PHP is the foundation of pre-packaged sites such as Joomla and WordPress, but these sites also get hacked often. If you don't continuously update your WordPress version and any associated plugins, your site will likely get hacked. If you keep track of WordPress plugins, you'll know that the All in One SEO and Yoast programmers announced serious security flaws in their code. If you haven't updated these plugins, you need to update them to protect your site. One issue with PHP is that most coders use inline SQL. Inline SQL leaves your site open to SQL injection, which is a predominant hacking method on the web.

With MVC C#, the database is queried using Entity Framework (EF). EF queries a database without allowing SQL injection (assuming the database designer does not use dynamic SQL). Dynamic SQL is a type of coding that builds SQL statements on-the-fly. If the designer does not strip out malicious characters, the hacker can inject SQL into the statements. Most EF applications don't use dynamic SQL or inline SQL, so your applications are safe. Of course, other security protection steps apply to your website, but you don't have the issues that PHP webmasters have with plugins and poorly formed SQL code.
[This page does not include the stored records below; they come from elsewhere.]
PR #3184, opened 2023-11-08
Fix consul-telemetry-collector deployment templates

jjti:
Changes proposed in this PR:
- remove `foo` arg
- remove the quotes around `"default"` auth login namespace that break auth 

How I've tested this PR:

I reproduced the behavior described by @david-yu 

I did a Helm install using a template that includes `global.acls.manageSystemACLs=true`: https://github.com/jjti/consul-experiments/blob/main/telemetry-collector/helm/consul.yaml

I `kubectl apply` a manually created deployment (based on a fixed version of helm's output): https://github.com/jjti/consul-experiments/blame/e2da8fe2d768472b549780f8eea2cc10e7da04e4/telemetry-collector/resources/consul-telemetry-collector.yaml#L231

I saw the telemetry collector start and push metrics:

```
# josh @ josh-XWGWHJ0JV2 in ~/GitHub/jjti/consul-exp/telemetry-collector on git:main x [21:21:02]
$ k get pods
NAME                                           READY   STATUS    RESTARTS   AGE
consul-connect-injector-74d6fb76b8-87pck       1/1     Running   0          15m
consul-server-0                                1/1     Running   0          15m
consul-telemetry-collector-9d858d459-5c6gq     2/2     Running   0          7m47s
consul-terminating-gateway-7f5877fdb8-rgtcj    1/1     Running   0          15m
consul-webhook-cert-manager-7c5bc5fb59-ln2m4   1/1     Running   0          15m
prometheus-server-695744d587-k9k6l             2/2     Running   0          15m
```

How I expect reviewers to test this PR:

Checklist:
- [ ] Tests added
- [ ] [CHANGELOG entry added](https://github.com/hashicorp/consul-k8s/blob/main/CONTRIBUTING.md#adding-a-changelog-entry)

PR #3192, opened 2023-11-08
Fix consul-telemetry-collector deployment when enableConsulNamespaces 

jjti:
### Issues

@david-yu reported multiple issues with the Consul Telemetry Collector deployment. A different PR fixed a couple of consul-dataplane args: https://github.com/hashicorp/consul-k8s/pull/3184

This attempts to fix some of the connect-inject issues with namespaces:

> Once I create the namespace manually, the connect-init container is not able  find the service because there are a couple of things in the deployment template that I think is not right: ... should be the namespace where the OTEL is deployed, that by default is consul. It is taking the namespace used the the SyncCatalog which is wrong because I am using just the connectInject.consulNamespaces.mirroringK8s=true, so the SyncCatalog is false and that value is default then

My guess at what happened when this was written was, we were trying to replicate the namespace selection logic of the Consul Dataplane Sidecar webhook: https://github.com/hashicorp/consul-k8s/blob/b84339050bb2c4b62b60cec96275f74952b0ac9d/control-plane/connect-inject/webhook/consul_dataplane_sidecar.go#L237

We run into issues tho, doing that. Partly because that's using `syncCatalog`. But also because, if CTC is the first service in a namespace, we fail to inject it because the namespace does not exist.

### Changes

This PR is an attempt at fixing some of those namespace/partition issues.

1. adds a new pod label. If set, we ignore all other namespace logic and just deploy the Consul Telemetry Collector to the default namespace. This is the same as what mesh-gateway does: https://github.com/hashicorp/consul-k8s/blob/e11143561551f86e0e7897a3f2830daa67ef5d74/control-plane/connect-inject/controllers/endpoints/endpoints_controller.go#L692
2. adds `-service-partition` arg to the consul-dataplane container

#### How I've tested this PR:

- bats
- the scenarios below

##### Non-default namespaces

- I set `connectInject.consulNamespaces.mirroringK8s=true` and deployed the consul-telemetry-collector to a `namespace: test-namespace` after creating a deployment from this template change: https://github.com/jjti/consul-experiments/blob/ec80caaeded716a1dfbc34343d0da5db6142ad19/telemetry-collector/resources/consul-telemetry-collector.yaml#L33

```bash
$ k get pods --namespace test-namespace
NAME                                           READY   STATUS    RESTARTS   AGE
consul-connect-injector-74c6b4b7dc-5twg9       1/1     Running   0          14m
...
consul-telemetry-collector-68b7b446fc-nzwgb    2/2     Running   0          2m10s
```

##### Non-default partitions

- I followed this guide shared by @david-yu: https://developer.hashicorp.com/consul/docs/enterprise/admin-partitions#install-on-the-non-default-partition-clusters-running-workloads
- I deployed the consul-telemetry-collector into a non-default partition (in addition to the default partition) using a template created with the changes here: https://github.com/jjti/consul-experiments/blob/main/telemetry-collector/resources/consul-telemetry-collector-test.yaml

#### How I expect reviewers to test this PR:

- fact check my assumptions + approaches about consul-k8s-auth-method
- fact check whether I missed some combination of logic in connect-inject so this will fail with some combo of namespace/partition settings that I'm ignorant of

Checklist:
- [] Tests added


charts/consul/templates/telemetry-collector-deployment.yaml
```diff
@@ -93,24 +93,31 @@ spec:
...
+            value: {{ .Values.global.datacenter }}
           - name: CONSUL_LOGIN_META
             value: "component=consul-telemetry-collector,pod=$(NAMESPACE)/$(POD_NAME)"
-          {{- end }}
-          - name: CONSUL_NODE_NAME
-            value: $(NODE_NAME)-virtual
-          {{- include "consul.consulK8sConsulServerEnvVars" . | nindent 10 }}
           {{- if .Values.global.enableConsulNamespaces }}
-          - name: CONSUL_NAMESPACE
-            value: {{ .Values.syncCatalog.consulNamespaces.consulDestinationNamespace }}
```
jjti, line 107: this removes all ref to `.Values.syncCatalog.consulNamespaces.consulDestinationNamespace`. AFAICT, `.Values.syncCatalog.enabled` might be `false` but we'll still insert it here. My guess is that this is a bug that was from copying this setting from the Sync Catalog Deployment: https://github.com/hashicorp/consul-k8s/blob/768e29d2b7693e7900f75f7d0be1fd079d0c1244/charts/consul/templates/sync-catalog-deployment.yaml#L177

charts/consul/templates/telemetry-collector-deployment.yaml
```diff
@@ -285,23 +298,30 @@ spec:
...
+          - -service-namespace={{ .Values.connectInject.consulNamespaces.mirroringK8SPrefix }}{{ .Release.Namespace }}
+          {{- else }}
+          - -service-namespace={{ .Values.connectInject.consulNamespaces.consulDestinationNamespace }}
+          {{- end }}
+          {{- if .Values.global.acls.manageSystemACLs }}
+          {{- if .Values.connectInject.consulNamespaces.mirroringK8S }}
           - -login-namespace=default
           {{- else }}
-          - -login-namespace={{ .Values.syncCatalog.consulNamespaces.consulDestinationNamespace }}
+          - -login-namespace={{ .Values.connectInject.consulNamespaces.consulDestinationNamespace }}
```
jjti, line 313: this is one of the fixes: login-name is from connectInject destination namespace not syncCatalog

david-yu:
@jjti When you say you failed to test with non-default partitions is this because non-default partition support is not available in the telemetry collector? Or is it because you would need to help with partitions on K8s?

jjti:
> @jjti When you say you failed to test with non-default partitions is this because non-default partition support is not available in the telemetry collector? Or is it because you would need to help with partitions on K8s?

At this point it's a me problem. If you have a ref values.yaml for that that'd be appreciated. It think it'll work, but the changes here are copied from adjacent deployments like ingress-gateways

charts/consul/templates/telemetry-collector-deployment.yaml
```diff
@@ -285,23 +298,30 @@ spec:
           - -credential-type=login
           - -login-bearer-token-path=/var/run/secrets/kubernetes.io/serviceaccount/token
           - -login-auth-method={{ template "consul.fullname" . }}-k8s-auth-method
+          {{- end }}
+          # service and login namespace
           {{- if .Values.global.enableConsulNamespaces }}
-          {{- if .Values.syncCatalog.consulNamespaces.mirroringK8S }}
+          {{- if .Values.connectInject.consulNamespaces.mirroringK8S }}
+          - -service-namespace={{ .Values.connectInject.consulNamespaces.mirroringK8SPrefix }}{{ .Release.Namespace }}
```
jjti, line 305: change here to use k8s namespace prefixing like we do in the webhook

david-yu:
@jjti Does this help? https://developer.hashicorp.com/consul/docs/enterprise/admin-partitions#install-on-the-non-default-partition-clusters-running-workloads or do you need a writeup specifically written for HCP?

jjti:
> @jjti Does this help? https://developer.hashicorp.com/consul/docs/enterprise/admin-partitions#install-on-the-non-default-partition-clusters-running-workloads or do you need a writeup specifically written for HCP?

It does and thanks. I've been trying to hack helm templates together but lack the background knowledge to be efficient. Thanks! I'll draft this until that's done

Code reuse is a major benefit for large corporations. Instead of reinventing the wheel with each new application, developers can reuse their code within the application or with new projects. Because developers work on an hourly basis, businesses save money when code can be reused in other applications. Most businesses have an externally facing public website and an internal CRM. The CRM is usually integrated with the website, so employees can offer customer service and fulfill orders submitted from the website. The code for each of these projects can be reused as you scale your application. For instance, the customer class can be used on the public website as well as the internal CRM.
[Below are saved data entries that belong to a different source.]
PR #3194, opened 2023-11-09
Add replace directive in Go mod for Control Plane so that we pull in the latest Consul submodules

t-eckert:
This is a change that we should only keep until we publish the next version of the `proto-public` submodule. 

Changes proposed in this PR:
- Reference the latest `main` commit for the `proto-public` submodule.

How I've tested this PR:
I am now able to reference code that is in the latest version of the submodule.

### DIFF
--- a/control-plane/go.mod
+++ b/control-plane/go.mod
@@ -1,6 +1,7 @@
 module github.com/hashicorp/consul-k8s/control-plane
 
 // TODO: Remove this when the next version of the submodule is released.
+// We need to use a replace directive instead of directly pinning because `api` requires version `0.5.1` and will clobber the pin, but not the replace directive.
 replace github.com/hashicorp/consul/proto-public => github.com/hashicorp/consul/proto-public v0.1.2-0.20231109213314-40c57f10a0fb
 
 require (
--- a/control-plane/go.mod
+++ b/control-plane/go.mod
@@ -1,5 +1,8 @@
 module github.com/hashicorp/consul-k8s/control-plane
 
+// TODO: Remove this when the next version of the submodule is released.
+replace github.com/hashicorp/consul/proto-public => github.com/hashicorp/consul/proto-public v0.1.2-0.20231109213314-40c57f10a0fb
+
 require (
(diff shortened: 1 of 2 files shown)


control-plane/go.mod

MVC is the next generation of frameworks, so developers familiar with old ASP.NET web forms will like that you no longer need to work with "viewstate" objects or any "postback" events. If you ever programmed web forms, you know how much of a hassle it was to keep track of the viewstate object and the web form's page status. You no longer need to manage these objects in MVC C#.

Should You Convert to MVC?

Converting to a new framework is never easy, and you should always test thoroughly before you move to a new platform. You should convert if you're running a successful business and your current platform doesn't allow for scalability. Scalability is the ability to add new moving parts to your application without uprooting all of its code. With pre-packaged free platforms, scalability is not optional since developers are creating platforms for everyone instead of just you. Most scalable applications are created specifically for the business.

Another consideration before converting is your development team's familiarity with MVC. If they aren't used to it, developers might struggle at first with MVC. It's an entirely different framework than other languages. Once developers get familiar with the framework, they can work more efficiently. However, you still need to pay them to learn a new language and framework.

MVC is a great framework for new website applications. It's highly recommended if you have a large project you need to complete. Check out some of Microsoft's material to learn the ins and outs of the language. As a site owner, you might pay a little more for development in the beginning, but using MVC will save you time in future projects.